__The task__. Extract all lines that hold "breville" from the records below.

__Provided material__.

PR #3838, opened 2026-09-20
[AI-Assisted] Fix dilute Pitzer attenuation and document neutral support

### LINKED ISSUE #3825: 28 of the bundled Pitzer catalogue's 37 neutral-interaction rows name a species that is not a component, so the λ/ζ/μ/η layer activates for one chemistry only

`neqsim/thermo/phase/PitzerParameterDatasets.java`, `validateCatalogTopology` and
`applyCatalogNeutralRows`.
`src/main/resources/neqsim/thermo/phase/phreeqc/pitzer-b0b3be76….dat`, the `-LAMBDA` and
`-ZETA` sections.

---

## Summary

`tryApplyCompletePhreeqcPitzerCatalog` applies the catalogue only when it covers the
phase's **whole** topology, and for a neutral solute that means a `LAMBDA` row against
every other neutral and every ion, plus a `ZETA` row against every cation-anion pair. The
lookups are keyed on the **component's name**:

```java
phase.setLambdaTemperatureCoefficients(neutral, ion, PHREEQC_REFERENCE_TEMPERATURE_K,
    catalog.require(Family.LAMBDA, neutralName, phase.getComponent(ion).getComponentName()));
```

The catalogue's neutral sections name five species that NeqSim's component database does
not carry under any spelling:

| the catalogue writes | a component? |
|---|---|
| `B(OH)3` | no — no boron species at all |
| `H4SiO4` | no — no silica species at all |
| `H2Sg` | no — the database's row is `H2S` |
| `(H2Sg)2` | no |
| `Hdg` | no — the database's row is `hydrogen` |

**So of the 37 neutral-family rows, 28 can never be looked up**, and the nine that can are
all `CO2`:

```
LAMBDA  CO2|CO2   CO2|Na+   CO2|K+   CO2|Ca++   CO2|Mg++   CO2|Cl-   CO2|SO4--   CO2|HSO4-
ZETA    CO2|Na+|SO4--
```

**The neutral layer therefore activates for exactly one chemistry: CO₂ with sodium and
sulphate.** Measured:

| mixture | dataset applied | neutral layer |
|---|---|---|
| `water + Na+ + SO4-- + CO2` | PHREEQC catalogue | **active** — λ contributions to Na⁺, SO₄²⁻ and CO₂ |
| `water + Na+ + Cl- + CO2` | legacy fallback | inactive |
| `water + Na+ + Cl- + H2S` | legacy fallback | inactive |

The chloride case is a *different* matter and is documented — `applyPhreeqcCo2ChlorideParameters`
says the bundled source has no CO₂–cation–Cl ζ rows and requires the caller to supply them.
The H₂S case is not documented anywhere and looks structural: no spelling NeqSim's database
uses reaches `H2Sg`, so the four sulphide `ZETA` rows and their `LAMBDA` siblings are dead.

---

## How to reproduce

Self-contained; no test data needed. It performs the lookups a phase performs, and then
builds the phase to show which dataset it gets.

```java
import java.util.Map;
import neqsim.thermo.phase.PhasePitzer;
import neqsim.thermo.phase.PhreeqcPitzerParameterCatalog;
import neqsim.thermo.system.SystemPitzer;

public class NeutralRows {
  private static void lookup(PhreeqcPitzerParameterCatalog c, String family, String... species) {
    double[] found = c.find(PhreeqcPitzerParameterCatalog.Family.valueOf(family), species);
    System.out.printf("  %-7s %-24s %s%n", family, String.join(", ", species),
        found == null ? "MISSING" : "present");
  }

  private static void phase(String label, String[] names, double[] z) {
    SystemInterface s = new SystemPitzer(298.15, 1.0);
    for (int i = 0; i < names.length; i++) {
      s.addComponent(names[i], z[i]);
    }
    s.setMixingRule("classic");
    s.init(0);
    s.init(1);
    PhasePitzer p = (PhasePitzer) s.getPhase(1);
    System.out.printf("  %-30s dataset=%-7s neutral layer active=%s%n", label,
        p.getParameterDatasetId().startsWith("usgs") ? "phreeqc" : "legacy",
        p.hasNeutralPitzerInteractions());
  }

    PhreeqcPitzerParameterCatalog c = PhreeqcPitzerParameterCatalog.getInstance();

    System.out.println("the rows the catalogue carries for those species:");
    lookup(c, "LAMBDA", "H2Sg", "Na+");
    lookup(c, "LAMBDA", "H2Sg", "H2Sg");
    lookup(c, "ZETA", "H2Sg", "Na+", "Cl-");
    lookup(c, "LAMBDA", "B(OH)3", "Na+");
    lookup(c, "LAMBDA", "H4SiO4", "Na+");
    lookup(c, "LAMBDA", "CO2", "Na+");
    lookup(c, "ZETA", "CO2", "Na+", "SO4--");

    System.out.println("\nand the phases those rows are meant for:");
    phase("water + Na+ + Cl- + H2S", new String[] {"water", "Na+", "Cl-", "H2S"},
        new double[] {0.86, 0.03, 0.03, 0.08});
    phase("water + Na+ + SO4-- + CO2", new String[] {"water", "Na+", "SO4--", "CO2"},
        new double[] {0.86, 0.06, 0.03, 0.05});
  }
}
```

Output as it stands:

```
the rows the catalogue carries for those species:
  LAMBDA  H2Sg, Na+               present
  LAMBDA  H2Sg, H2Sg              present
  ZETA    H2Sg, Na+, Cl-          MISSING
  LAMBDA  B(OH)3, Na+             present
  LAMBDA  H4SiO4, Na+             present
  LAMBDA  CO2, Na+                present
  ZETA    CO2, Na+, SO4--         present

and the phases those rows are meant for:
  water + Na+ + Cl- + H2S        dataset=legacy  neutral layer active=false
  water + Na+ + SO4-- + CO2      dataset=phreeqc neutral layer active=true
```

The three `present` lines are the point: the catalogue *has* the data, and the phase still
falls back, because `H2Sg` is not a name `getComponentName()` can return.

---

## Expected

Either the rows are reachable — in which case `water + Na+ + Cl- + H2S` should take the
catalogue and report an active neutral layer — or they are not, and the situation is
documented the way the CO₂–chloride gap is.

## Actual

The rows are present in the catalogue and unreachable from any phase.

---

## What would settle it

The species fall into two groups and they need different answers.

**`H2Sg`, `(H2Sg)2` and `Hdg` have plausible NeqSim counterparts** — `H2S` and `hydrogen`
are both components. Is a name mapping intended (`H2Sg` ⇒ `H2S`), or are the PHREEQC
aqueous-gas species names deliberately distinct from the components because they mean
different things? `ComponentGE.fugcoef` and `PhasePitzer` would both need the answer.

**`B(OH)3` and `H4SiO4` have no counterpart at all** — the database carries no boron and no
silica species. Rows for boron and silica chemistry cannot be reached without adding
components, which is a much larger question than this file.

If the intent is that only CO₂ is supported and the rest are carried for completeness, then
the file is honest as it stands and this is a note rather than a defect — but the
`-LAMBDA` and `-ZETA` sections would read as available data to anyone looking at them, and
`hasNeutralPitzerInteractions()` returning `false` is the only sign otherwise.

### LINKED ISSUE #3827: `ComponentGePitzer` guards Pitzer's `g(x)` at `1e-12` and returns cancellation noise, while `PitzerBinaryVolumetricModel` implements the same function correctly at `1e-4` and a test asserts it

`neqsim/thermo/component/ComponentGePitzer.java` lines 257, 263, 271, 276, 395, 401.
`neqsim/thermo/phase/PitzerBinaryVolumetricModel.java` line 170.
`src/test/java/neqsim/thermo/phase/PitzerBinaryVolumetricModelTest.java` line 39.

---

## Summary

Pitzer's attenuation function

```
g(x) = 2 (1 - (1 + x) exp(-x)) / x^2,   g(0) = 1
```

is implemented **twice in this repository, with different answers.**

`PitzerBinaryVolumetricModel` gets it right. It switches to the Maclaurin series below
`1e-4`, and its test asserts the small-argument limit to `1e-16`:

```java
@Test
void evaluatesAttenuationWithoutDiluteCancellation() {
  assertEquals(1.0, PitzerBinaryVolumetricModel.attenuation(0.0), 0.0);
  assertEquals(1.0 - 2.0e-12 / 3.0, PitzerBinaryVolumetricModel.attenuation(1.0e-12), 1.0e-16);
```

`ComponentGePitzer` guards the *direct* expression at `x > 1e-12` and returns `0.0` below
that. The direct expression is a cancellation of two numbers near one — the numerator is
`x^2/2 - x^3/3 + x^4/8 - ...`, so it loses about sixteen significant digits — and by
`1e-12` it has nothing left. **The two classes return different values at the same
argument, and the test is the one that is right.**

The phase model's copy appears at **six sites**, all with the same threshold:

| line | guard | expression |
|---|---|---|
| 257 | `x1 > 1e-12` | `g1`, `gp1` (258, 259) |
| 263 | `I > 1e-12` | `Bprime = beta1 * gp1 / I` |
| 271 | `x2 > 1e-12` | `g2`, `gp2` (272, 273) |
| 276 | `I > 1e-12` | `Bprime += beta2 * gp2 / I` |
| 395 | `x1 > 1.0e-12 && ionicStrength > 1.0e-12` | `gp1` in `phreeqcBinaryBprime` (396) |
| 401 | same, plus the `beta2` test | `gp2` (402) |

Fixing the two in `getGamma` and not the two in `phreeqcBinaryBprime` leaves the catalogue
path wrong, so the list matters.

---

## Measured

Against the series `1 - (2/3)x + x^2/4 - x^3/15`, which agrees with the direct expression
to `1e-10` at `1e-3` and `1e-4` — the series' own truncation, not either method's error:

| x | `g(x)` from the direct expression | the true value | relative error |
|---|---|---|---|
| 1e-3 | 0.999333583440 | 0.999333583267 | 1.7e-10 |
| 1e-4 | 0.999933336132 | 0.999933335833 | 3.0e-10 |
| **1e-5** | 0.999991200956 | 0.999993333358 | **2.1e-6** |
| **1e-6** | 1.000088900582 | 0.999999333334 | **9.0e-5** |
| **1e-7** | 0.976996261670 | 0.999999933333 | **2.3e-2** |
| **1e-8** | 2.220446049250 | 0.999999993333 | **1.22** |
| **1e-9** | 0.000000000000 | 0.999999999333 | **1.00** |

From `1e-5` the value is imprecise; below `1e-8` it is arbitrary — `2.220446` at `1e-8` is
a different number, and from `1e-9` the numerator rounds to zero and the returned `0.0` is
indistinguishable from the guard's.

**`gp1` is worse than `g1`, and it is the one that is divided by `I`.** The bracket in
`1 - (1 + x + x^2/2) exp(-x)` cancels from its *cubic* term, not its quadratic one:

| x | `g'(x)` from the direct expression | the true value | relative error |
|---|---|---|---|
| 1e-4 | -3.332889519925e-05 | -3.333083343333e-05 | 5.8e-5 |
| **1e-5** | -2.220446049250e-06 | -3.333308333433e-06 | **33%** |
| **1e-6** | 0.0 | -3.333330833334e-07 | **100%** |
| **1e-7** | **+4.440892098501e-02** | -3.333333083333e-08 | **-1.3e6, wrong sign** |

At `1e-7` the computed derivative is thirteen thousand times the true magnitude and
positive where the truth is negative, and it is then divided by `I`.

---

## How to reproduce

Self-contained; no test data needed.

```java
public class GGuard {
  static double neqsim(double x) {
    if (x > 1e-12) {
      return 2.0 * (1.0 - (1.0 + x) * Math.exp(-x)) / (x * x);
    }
    return 0.0;
  }

  static double neqsimGp(double x) {
    if (x > 1e-12) {
      return -2.0 * (1.0 - (1.0 + x + x * x / 2.0) * Math.exp(-x)) / (x * x);
    }
    return 0.0;
  }

  // The same functions by their Maclaurin series, which have no cancellation:
  //   g  = 1 - (2/3)x + x^2/4 - x^3/15
  //   g' = -x/3 + x^2/4 - x^3/10
  static double series(double x) {
    return 1.0 - (2.0 / 3.0) * x + 0.25 * x * x - (1.0 / 15.0) * x * x * x;
  }

  static double seriesGp(double x) {
    return -x / 3.0 + 0.25 * x * x - x * x * x / 10.0;
  }

    System.out.printf("%8s %22s %22s %11s | %22s %22s %11s%n",
        "x", "g", "series", "rel err", "g'", "series", "rel err");
    for (double x : new double[] {1e-3, 1e-4, 1e-5, 1e-6, 1e-7, 1e-8, 1e-9}) {
      System.out.printf("%8.0e %22.12f %22.12f %11.2e | %22.12e %22.12e %11.2e%n", x,
          neqsim(x), series(x), Math.abs(neqsim(x) - series(x)) / series(x),
          neqsimGp(x), seriesGp(x), Math.abs(neqsimGp(x) - seriesGp(x)) / Math.abs(seriesGp(x)));
    }
  }
}
```

The second half of the last row is the clearest statement of the bug: at `1e-12`, where the
test in this repository asserts `1 - 2e-12/3`, `ComponentGePitzer`'s guard returns `0.0`.

---

## Expected

One function, one answer. `g` rises to `1` as `x` falls to `0` from below, in both classes,
to whatever precision the series gives.

## Actual

`PitzerBinaryVolumetricModel.attenuation` gives it; `ComponentGePitzer` gives `0.0`,
`2.220446`, and a sign-flipped `g'`.

---

## Fix

`PitzerBinaryVolumetricModel.attenuation` is the implementation to copy — same threshold,
same series, already written and already tested:

```java
if (x < 1.0e-4) {
  return 1.0 + x * (-2.0 / 3.0 + x * (1.0 / 4.0 + x * (-1.0 / 15.0 + x / 72.0)));
}
```

At the six sites in `ComponentGePitzer`, that is

```java
double g1;
double gp1;
if (x1 < 1.0e-4) {
  g1 = 1.0 + x1 * (-2.0 / 3.0 + x1 * (1.0 / 4.0 - x1 / 15.0));
  gp1 = x1 * (-1.0 / 3.0 + x1 * (1.0 / 4.0 - x1 / 10.0));
} else {
  g1 = 2.0 * (1.0 - (1.0 + x1) * Math.exp(-x1)) / (x1 * x1);
  gp1 = -2.0 * (1.0 - (1.0 + x1 + x1 * x1 / 2.0) * Math.exp(-x1)) / (x1 * x1);
}
```

Three terms suffice at `1e-4`: the `x^4` term is under `1e-18`. The two `I > 1e-12` guards
on `Bprime` can then go, or stay as they are; they are unreachable from either direction
once `gp1` is sound.

---

## Reachability, and why it does not decide this

`x = alpha * sqrt(I)` with `alpha` in `{1.4, 2.0}`, so `x < 1e-5` needs an ionic strength
below `2.5e-11 mol/kg` — a sodium chloride mole fraction near `1e-13`. The terms affected
at that dilution are already vanishingly small: the change this makes to `ln gamma` is at
the parts-in-`1e11` level, so **no ordinary brine gives a wrong answer**, and the numbers in
the table are not an impact argument.

The report is not about the size of the number. It is that the contract the guard states —
"below `1e-12` the limit is close enough to `0.0`" — is wrong by twelve orders of
magnitude, that this repository's own test contradicts it, and that the corrected form is
already sitting in the next package. A reader who fixes `ComponentGePitzer` and not
`PitzerBinaryVolumetricModel`, or the two `getGamma` sites and not the two in
`phreeqcBinaryBprime`, leaves the same function disagreeing with itself in three places.

EvenSol:
Closes #3827. Closes #3825 through its requested explicit support documentation and regression coverage.

At small positive ionic strength, direct subtraction in the Pitzer attenuation and scaled derivative loses the beta contributions; the old cutoff also gives the wrong g(0) limit. Separately, the bundled PHREEQC neutral-row inventory can be mistaken for supported NeqSim chemistry.

Changes:
- Share a stable attenuation kernel between activity and volumetric calculations, with g(0)=1 and an independently evaluated scaled derivative (x/2) dg/dx.
- Use it for beta1/beta2 in both legacy and PHREEQC common-ion activity paths. Remove the artificial positive-ionic-strength cutoff; retain the exact-zero guard in dB/dI.
- Document the 9 CO2 rows versus 28 source-only neutral rows, missing self interactions and species/speciation mappings, absence of bundled mu/eta rows, and the explicit API for rejecting unsupported coverage.
- Test legacy fallback and missing-family diagnostics without inventing aliases or fitting parameters. On current master, zeta(H2Sg,Na+,Cl-) is present and lambda(H2Sg,H2Sg) is absent, the reverse of those two lines in #3825's reported output.

Validation:
- Before the fix, the new dilute activity regression fails: expected log-gamma contribution 1.9999999966666646, actual 0.0 at molality 1e-18.
- Independent integral references cover zero, tiny arguments, the series boundary, and ordinary concentrations.
- Amplified numerical probes exercise beta1/beta2 and both common-ion modes at five concentrations; these deliberately artificial coefficients are not proposed salt fits.
- All 152 Pitzer tests pass, including existing IPhreeqc/brine and volume references. Repeated with every other proposed Patrick fix restored to the original master production code/resources: all 152 pass independently.
- Java 8 target compilation, repeated Spotless apply/check and documentation source audit pass.
- Full repository CI remains the integration gate. The shared baseline documentation-version failure is repaired separately in #3836.

AI-Assisted implementation. Based directly on master a7ad601b2478757130d7b5f2f492337effc130a4; independent of the other numerical fix PRs. Thermodynamic subsystem/domain review remains required. No changes to the archived source catalogue or unsupported-species activation policy.


EvenSol:
Fixed the failing documentation-search job in 3cde941. The five installation/quickstart pages still referenced 3.20.0 while pom.xml and the documentation contracts require 3.21.0. Applied the same correction as #3836 directly on this PR's existing head.

Validation: all 385 documentation contract tests pass; direct Spotless apply/check, documentation search audit, and both pre-commit/pre-push hook stages pass. No Java or numerical changes. Fresh GitHub CI is pending.

PR #131, opened 2019-11-01
Ensure more even distribution of bodies, mouths, eyes, and color palettes in fish

bethanyaconnor:
Note: I would recommend viewing this PR with whitespace disabled and split view. It'll make the fact that I copied and pasted some code into a helper function much easier to review. :)

This PR cycles through the bodies, eyes, mouths, and color palettes and periodically randomizes the order. This ensures an even distribution of the variations but does take away from the randomness a bit (as expected).


src/utils/generateOcean.js
```diff
@@ -40,3 +72,13 @@ export const filterOcean = async (ocean, trainer) => {
   await Promise.all(predictionPromises);
   return ocean;
 };
+
+/*
+ * Takes a list and shuffles it in place
+ */
+const shuffleList = list => {
```
breville: You could also use `_.shuffle`...

bethanyaconnor: lol you're right. I'll change that

PR #132, opened 2019-11-01
Support for instructions mode, with multi-page instructions

breville:
This implements support for an "instructions" mode.  The app supports three of them right now:

```
"intro-instructions"
"fishvtrash-instructions"
"short-instructions"
```

In the standalone app you can view them with the usual URL parameter, e.g. `?mode=intro-instructions`

The instructions can be multi-page.  If there are two or more pages, then dots will be shown below the instructions, allowing the user to click between instructions pages.  Each page provides is own heading.
 The "Continue" button is shown throughout, though it doesn't currently do anything.

Screenshot 2019-11-01 14 16 39

Screenshot 2019-11-01 14 16 56

Screenshot 2019-11-01 14 17 11


src/demo/helpers.js
```diff
@@ -105,3 +106,17 @@ export const filterFishComponents = (fishComponents, dataSet) => {
 
   return filteredCopy;
 };
+
+export const getAppMode = () => {
+  const appMode = _.last(queryStrFor('mode').toLowerCase().split('-'));
```
madelynkasula: i pulled your branch to run locally, and it looks like we just need a safeguard here:

if we load a page without `?mode=` set, this line throws an error:
Screen Shot 2019-11-01 at 2 42 16 PM
Screen Shot 2019-11-01 at 2 41 43 PM

src/demo/ui.jsx
```diff
@@ -58,9 +60,31 @@ const styles = {
...
+  instructionsDots: {
+    textAlign: 'center',
+    fontSize: 60,
+    position: 'absolute',
+    bottom: '20%',
+    left: 0,
+    width: '100%'
+  },
+  activeDot: {
+    color: 'white'
```
madelynkasula: nit: use/add colors from `colors.js`

src/demo/ui.jsx
```diff
@@ -203,6 +230,119 @@ class Button extends React.Component {
...
+                  }
+                >
+                  {'\u25CF'}
+                </span>
+              );
+            })}
+          </div>
+        )}
+        <Footer>
+          <Button style={styles.continueButton} onClick={() => {}}>
```
madelynkasula: should we just remove the continue button since it's not doing anything right now? (i don't feel very strongly about this)

breville: Good point.  I think it's most likely we'll have a button here, so I thought it worth leaving in so that we have an idea how all the UI elements will play together.

PR #133, opened 2019-11-01
UI cleanup + add radium

madelynkasula:


src/demo/ui.jsx
```diff
@@ -46,17 +39,14 @@ const styles = {
     backgroundColor: colors.white,
     fontSize: '120%',
     borderRadius: 8,
-    border: `2px solid ${colors.black}`,
     minWidth: 160,
     padding: '16px 30px',
-    ':focus': {
```
madelynkasula: this didn't work when i added it in #130 😢but should work once Radium is actually being used

breville: Doesn't this PR start it being used?

src/demo/ui.jsx
```diff
@@ -432,6 +410,19 @@ class SpeechBubble extends React.Component {
 }
 
 class ActivityIntro extends React.Component {
+  onClickContinue = () => {
+    const state = getState();
+    if (state.loadTrashImages) {
+      setState({
+        currentMode: Modes.TrainingIntro,
```
breville: Should we have all transitions to a new `currentMode` go through our `toMode` helper?  Amongst other things, it seems to init the model.

src/demo/ui.jsx
madelynkasula: i installed Radium, but haven't actually set it up yet. i'll do that in a follow-up PR to keep this one small-ish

__Task response__.
breville: You could also use `_.shuffle`...
breville:
breville: Good point.  I think it's most likely we'll have a button here, so I thought it worth leaving in so that we have an idea how all the UI elements will play together.
breville: Doesn't this PR start it being used?
breville: Should we have all transitions to a new `currentMode` go through our `toMode` helper?  Amongst other things, it seems to init the model.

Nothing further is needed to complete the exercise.